The conductivity measurements demonstrated that composites have a conductivity two orders of magnitude higher than pure ZnO. This additionally confirms the presence of the PANI salt in the composite samples. It was explained that the PANI/ZnO composite particles were comprised of the inner and outer shells. The inner shell was mainly composed of PANI salt, whilst the outer shell was mostly made of both the aniline oligomers and PANI base. The presence of both PANI forms was proven by FTIR and UV/Vis spectra.

FE-SEM study of the prepared PANI/ZnO photocatalysts presented different morphologies obtained due to variations in molecular structures and molecular sizes of the oligomers/polymers. It was explained that π–π interactions were responsible for the sheet formation. However, an increase in the oligomers mass weakened π–π interactions, which resulted in the lower composite particles size.

The sheets formation was also detected by XRD. It was explained that π-stacking of oligomers induced a diffraction maximum located at 2θ ≈ 25.27^o. Additionally, the two additional phases were detected in PANI/ZnO composites which were obtained by side-products of aniline oxidation by APS.

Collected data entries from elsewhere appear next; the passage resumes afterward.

PR #669, opened 2019-07-16
Docstring warning

vladmos:
A recent change has broken the position of "no function docstring" warnings. Their span should be just the function's header (from `def` till `:`), not the whole body.


vladmos:
Seems I've pushed a wrong branch, will reopen the PR.

PR #672, opened 2019-07-19
Update buildifier setup instructions.

g-easy:
The previous instructions don't work with new versions of bazel like
0.28.0.


limdor:
@g-easy @vladmos is it intended in this change that buildifier_dependencies is no longer called?

g-easy:
I don't remember why that change was made, but it worked at the time.

PR #674, opened 2019-07-19
Add native-proto fix to buildifier

Yannic:
This change adds a fix for the native-to-starlark migration of Protobuf
rules. Also, the implementation is refactored to add support for warnings
when symbols should be loaded.

/cc @hlopko @lberki @iirina


lberki:
/cc @lberki 

I'm not fully qualified to review this, so I'll let the others shine, but I'm happy that this is happening!

Yannic:
@vladmos Can we get this in before Bazel 0.29.0 is released? https://github.com/bazelbuild/bazel/issues/8922

PR #2467, opened 2017-05-24
[WFCORE-2792]: AttributeDefinition.parser is not consistently used in subclasses.

ehsavoie:
* fixing parsing
* fixing typo

Jira: https://issues.jboss.org/browse/WFCORE-2792

### DIFF
--- a/elytron/src/main/java/org/wildfly/extension/elytron/ElytronDefinition.java
+++ b/elytron/src/main/java/org/wildfly/extension/elytron/ElytronDefinition.java
@@ -36,6 +36,8 @@ import java.security.Provider;
 import java.util.List;
 
 import org.jboss.as.controller.AbstractBoottimeAddStepHandler;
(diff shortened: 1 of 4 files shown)


elytron/src/main/java/org/wildfly/extension/elytron/ElytronDefinition.java
```diff
@@ -106,6 +108,8 @@
 
     static final StringListAttributeDefinition DISALLOWED_PROVIDERS = new StringListAttributeDefinition.Builder(ElytronDescriptionConstants.DISALLOWED_PROVIDERS)
             .setRequired(false)
+            .setAttributeParser(AttributeParser.COMMA_DELIMITED_STRING_LIST)
```
ctomc: this is wrong COMMA_DELIMITED was wrong default in the past.
it should be blank space, same as defined by xs:list.
So new attributes shouldn't use comma delimited list attributes.

PR #2475, opened 2017-05-25
WFCORE-2784 Host controller should handle jdk9 specific jvm parameters

ctomc:
+ update domain config for jdk9


ctomc:
jdk9b170 run https://ci.wildfly.org/viewLog.html?buildId=61350&tab=buildResultsDiv&buildTypeId=WildFlyCore_MasterLinuxJdk9

PR #2476, opened 2017-05-26
[WFCORE-2877] users loading for add-user script fix

honza889:
https://issues.jboss.org/browse/WFCORE-2877

### DIFF
--- a/domain-management/src/main/java/org/jboss/as/domain/management/security/UserPropertiesFileLoader.java
+++ b/domain-management/src/main/java/org/jboss/as/domain/management/security/UserPropertiesFileLoader.java
@@ -31,6 +31,8 @@ import java.util.ArrayList;
 import java.util.List;
 import java.util.regex.Matcher;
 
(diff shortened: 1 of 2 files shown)


bstansberry:
@darranl please approve

domain-management/src/main/java/org/jboss/as/domain/management/security/UserPropertiesFileLoader.java
```diff
@@ -101,7 +101,7 @@ protected void load() throws IOException {
         try {
             br = Files.newBufferedReader(propertiesFile.toPath(), StandardCharsets.UTF_8);
             String currentLine;
-            while (realmName == null && (currentLine = br.readLine()) != null) {
+            while ((currentLine = br.readLine()) != null) {
```
bstansberry: With this it's now possible that more than one realm comment will be parsed. That should probably be handled, either with an error or by ignoring subsequent realm comments.

honza889: Updated to throw IOException.

PR #2477, opened 2017-05-26
Fix for WFCORE-2878, CLI complete empty complex object

jfdenise:
Handle special case of object being complete and lastStateChar being a separator.
Added unit tests.


bstansberry:
@jfdenise I'm not sure if the failure is related, although I doubt it, given WFCORE-2679. But please confirm.

jfdenise:
@bstansberry , that is another symptom of WFCORE-2679, unrelated to this change.

bstansberry:
Thanks!

PR #2478, opened 2017-05-26
WFCORE-2836 - better version of verifying the slave has actually deregistered before continuing tests

luck3y:
I've used a JUnit @Rule to run this multiple times in succession both locally and in CI. Seems better now.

The PANI/ZnO synergistic effect was detected in all composite samples as the apparent rate constant of AB 25 dye removal was higher than the removal rate of pure ZnO. These results confirmed the higher photocatalytic efficiency of composite samples (vs. ZnO) under the solar irradiation. The PANI/ZnO_2 composite yielded the highest removal rate (0.0192 min⁻¹), due to the optimal particle size, which enabled a PANI salt contact with both ZnO and the dye.